Non-assistance à chômeur en danger !
Un film fait de silences et de respirations. De nœuds au ventre, d'amertumes et de peur du lendemain.
Le sujet est chaud, terriblement actuel, prégnant, reflétant l'angoisse, faisant surgir des peurs enfouies en chacun d'entre nous : le chômage et l'odyssée de la longue reconquête d'un emploi. Comme gravir le mont Everest à mains nues. Écorchures, sang, sueur et larmes.
Et là Stephane Brizé nous déroule le parcours du combattant : les dérives, les abus des employeurs, la précarité, les sacrifices, les formations inutiles, les humiliations subies à Pôle Emploi dont la seule justification semble être de fournir du travail et des emplois à des fonctionnaires qui ne craignent eux ni le chômage ni la précarité. Et qui semblent tout ignorer de ce que peut ressentir un chômeur. Car il ne connaîtra jamais la situation et l'urgence qui s'en dégage. Paradoxal.
Vincent Lindon est magistral, tout son visage est tendu, nerveux, désabusé, fatigué, résigné... Il joue à l'économie mais sa présence est telle qu'on se régale. Même quand il ne fait que cligner des yeux, soupirer, sourire timidement, l'émotion submerge l'écran.

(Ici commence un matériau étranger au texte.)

PR #2216, opened 2020-12-01
Don't crash SDK is socket.close() fails

schmidt-sebastian:
On some Pixel devices, `socket.close()` throws an NPE (might be related to https://github.com/google/conscrypt/issues/331).

Fixes b/164528104

### DIFF
--- a/firebase-database/src/main/java/com/google/firebase/database/tubesock/WebSocket.java
+++ b/firebase-database/src/main/java/com/google/firebase/database/tubesock/WebSocket.java
@@ -261,8 +261,8 @@ public class WebSocket {
     if (socket != null) {
       try {
         socket.close();
-      } catch (IOException e) {
-        throw new RuntimeException(e);
+      } catch (Throwable e) {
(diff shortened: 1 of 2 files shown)


firebase-database/src/main/java/com/google/firebase/database/tubesock/WebSocket.java
```diff
@@ -261,8 +261,8 @@ private synchronized void closeSocket() {
     if (socket != null) {
       try {
         socket.close();
-      } catch (IOException e) {
-        throw new RuntimeException(e);
+      } catch (Throwable e) {
```
vkryachko, line 264: catching `Throwable` seems a little bit aggressive as it will also catch `java.lang.Error`s which, according to its javadoc, "a reasonable application should not try to catch". Would it be sufficient to only catch `Exception` for example?

schmidt-sebastian: Fixed. I only mean to catch IOException and NPEs here.

vkryachko (approved):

Heureusement quelques rayons de lumière, pâles et timides, fugaces, maintiennent hors de l'eau le spectateur fragilisé.
Proche d'un documentaire dans sa forme tant le film colle à la réalité, en cinema naturaliste pur jus.
Les longs plans séquences s'enchaînent, sorte de mini-documentaires dans le documentaire, à la fois liés et indépendants. Certains très réussis, d'autres longuets et peu utiles. Le pari était risqué et Brizé ne le réussit que pour moitié.
Le reproche principal étant que la caméra malgré ses gros plans sur les yeux fatigués et le "dialogue" des visages des acteurs prend trop de distance avec son sujet.
Il manque une poigne, une énergie combattive, une hargne. Brizé est doux même s'il ne manque jamais de souligner les travers de ce marché du travail impitoyable qui broie les salariés.
La caméra est proche de ses personnages sans doute mais froide. Lointaine. Pas assez militante peut-être.
Nauséeux, vaseux, dépité, le spectateur ne sort néanmoins pas indemne de la salle. Sonné mais pas KO - Pas assez d'intensité pour l'allonger - Mais suffisamment de présence pour le toucher.